Illinois College of Osteopathic Medicine
- Type: Private medical school
- Established: 2023; 3 years ago
- Parent institution: The Chicago School
- Location: Chicago, Illinois, United States 41°53′16″N 87°38′33″W﻿ / ﻿41.88791°N 87.64262°W
- Campus: Urban: Chicago;
- Colors: Black and Blue
- Website: www.thechicagoschool.edu

= Illinois College of Osteopathic Medicine =

Medical school in Chicago

Illinois College of Osteopathic Medicine (ICOM) is the medical school of The Chicago School in Chicago, Illinois. Founded in 2023, ICOM grants the Doctor of Osteopathic Medicine (D.O.) academic degree.
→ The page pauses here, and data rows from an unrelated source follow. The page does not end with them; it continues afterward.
PR #12434, opened 2026-06-23
Add kueue_pod_scheduling_gate_removal_seconds metric for TopologySchedulingGate.

mbobrovskyi:
#### What type of PR is this?
/kind feature

Add kueue_pod_scheduling_gate_removal_seconds metric for TopologySchedulingGate.

Part of #11170

```release-note
NONE
```

### DIFF
--- a/pkg/controller/jobs/pod/pod_controller.go
+++ b/pkg/controller/jobs/pod/pod_controller.go
@@ -49,7 +49,6 @@ import (
 	"sigs.k8s.io/kueue/pkg/controller/jobframework"
 	podconstants "sigs.k8s.io/kueue/pkg/controller/jobs/pod/constants"
 	"sigs.k8s.io/kueue/pkg/features"
-	"sigs.k8s.io/kueue/pkg/metrics"
 	"sigs.k8s.io/kueue/pkg/podset"
 	"sigs.k8s.io/kueue/pkg/util/api"
 	clientutil "sigs.k8s.io/kueue/pkg/util/client"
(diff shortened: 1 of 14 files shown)


pkg/util/pod/pod.go
```diff
@@ -165,3 +173,28 @@ func ContainersShape(containers []corev1.Container) (result []map[string]any) {
...
+
+func RecordPodSchedulingGateRemovalSeconds(cl clock.Clock, name string, wl *kueue.Workload, isGroup bool) {
+	cond := apimeta.FindStatusCondition(wl.Status.Conditions, kueue.WorkloadAdmitted)
+	if cond == nil || cond.Status != metav1.ConditionTrue {
+		return
+	}
+	latency := cl.Now().Sub(cond.LastTransitionTime.Time)
+	metrics.RecordPodSchedulingGateRemovalSeconds(name, wl.Status.Admission.ClusterQueue, isGroup, latency)
+}
+
```
mimowo, line 185: Let's commonize with the other function

pkg/controller/jobs/pod/pod_controller.go
```diff
@@ -325,21 +334,14 @@ func (p *Pod) Run(ctx context.Context, c client.Client, wl *kueue.Workload, podS
 			recorder.Eventf(pod, nil, corev1.EventTypeNormal, jobframework.ReasonStarted, "Started", msg)
 		}
 
-		p.recordPodSchedulingGateRemovalSeconds(wl)
+		for _, gate := range gates {
+			utilpod.RecordPodSchedulingGateRemovalSeconds(p.clock, gate, wl, p.isGroup)
+		}
```
mimowo: Hm, I don't get it, why updating any other gates from pod_controller since it is only responsible by removing the "admission" gate. I think it may generate wrong results if we update the metric for other gates. 

So, 
- "topology" gate is only removed by the TopologyUngater
- "elastic-job" gate is only removed by the ElasticJobUngater

pkg/util/pod/pod.go
mbobrovskyi: Yeah, it was moved from pod_controller.go.

pkg/controller/jobs/pod/pod_controller.go
mbobrovskyi: Fixed.

mimowo (commented):
/lgtm
/approve
Looks great, thank you for extending the metric 👍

ICOM holds pre-accreditation status with the American Osteopathic Association's Commission on Osteopathic College Accreditation (COCA).

==History==
ICOM was established in 2023. At the time, ICOM was the first medical school to open in Chicago in 100 years. The inaugural class is expected to start courses in 2026.

==Campus==
The medical school will be housed in an 8-floor, 247,000 square foot building in the West Loop neighborhood of Chicago. The medical school campus was built at a cost of $48 million. The medical building was formerly the headquarters for Tyson Foods.

==Academics==
The school confers the Doctor of Osteopathic Medicine degree.